Abstract

Postoperative morbidity and mortality from colorectal cancer varies widely across hospitals in the UK. We aimed to assess whether a newly developed score from the Association of Coloproctology of Great Britain and Ireland (ACPGBI) could predict mortality from colorectal cancer surgery as accurately as the Physiology and Operative Severity Score for enUmeration of Mortality and morbidity (POSSUM), Portsmouth POSSUM (P-POSSUM), or the ColoRectal POSSUM (CR-POSSUM). We analysed prospectively 618 patients with histologically confirmed colorectal cancer who had surgery to remove primary tumours done by colorectal surgeons or non-colorectal surgeons in a 3-year period. We compared observed mortality with those predicted by the ACPGBI, POSSUM, P-POSSUM, and CR-POSSUM scoring systems using the Hosmer-Lemeshow test and Receiver Operating Characteristic (ROC) curve analysis. Between April 1, 2002, and May 31, 2005, 618 consecutive patients with colorectal cancer had surgery to remove primary tumours.
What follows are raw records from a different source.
PR #1054, opened 2023-04-01
Remove non-primitive version of TDigest#valuesAt

raunaqmorarka:
Using this API incurrs cost of converting input list to array and output array to list.
There is no reason to use this over the more efficient primitive arrays version.

### DIFF
--- a/stats/src/main/java/io/airlift/stats/DecayTDigest.java
+++ b/stats/src/main/java/io/airlift/stats/DecayTDigest.java
@@ -16,7 +16,6 @@ package io.airlift.stats;
 import com.google.common.annotations.VisibleForTesting;
 import com.google.common.base.Ticker;
 
-import java.util.List;
 import java.util.concurrent.TimeUnit;
 
 import static io.airlift.stats.ExponentialDecay.weight;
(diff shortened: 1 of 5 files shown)


stats/src/main/java/io/airlift/stats/DecayTDigest.java
```diff
@@ -127,11 +126,6 @@ public double valueAt(double quantile)
         return digest.valueAt(quantile);
     }
 
-    public List<Double> valuesAt(List<Double> quantiles)
```
martint, line 130: These methods serve two different purposes. Not always the caller has a fixed list of values, so a list is necessary.

martint (changes requested):

stats/src/main/java/io/airlift/stats/DecayTDigest.java
raunaqmorarka: Is there a real use case where the caller has a variable list of quantiles ? I couldn't find any actual usage of this particular method.
For the same method on TDigest, I found all the existing usage of it be unnecessary and am proposing to removing it in https://github.com/trinodb/trino/pull/16811 
The implementation of this method is just converting the list to an array and then using the primitive version of the implementation. That can be done explicitly by the caller anyway.
If there is a real need for variable input, then there should an implementation that doesn't incur the overheads of List<Double> to double[] conversion. Otherwise it's just hiding the cost of conversions from the caller and can lead to callers not thinking about this unnecessary overhead.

Overall observed 30-day mortality over the 3 years was 10.2% (95% CI 8.0-12.9). Overall predicted mortality (mean score) by use of POSSUM was 12.7% (11.7-13.7), by use of P-POSSUM was 4.4% (3.4-5.4), by use of CR-POSSUM was 9.6% (8.6-10.6), and by use of ACPGBI score was 8.1% (7.3-8.8). POSSUM overpredicted mortality, whereas P-POSSUM underpredicted mortality from colorectal-cancer surgery. CR-POSSUM was a more-accurate predictor of mortality in most analyses than was POSSUM and P-POSSUM. Although CR-POSSUM gave the closest prediction of overall mortality, analyses of subgroups of patients showed that ACPGBI score predicted overall mortality most accurately.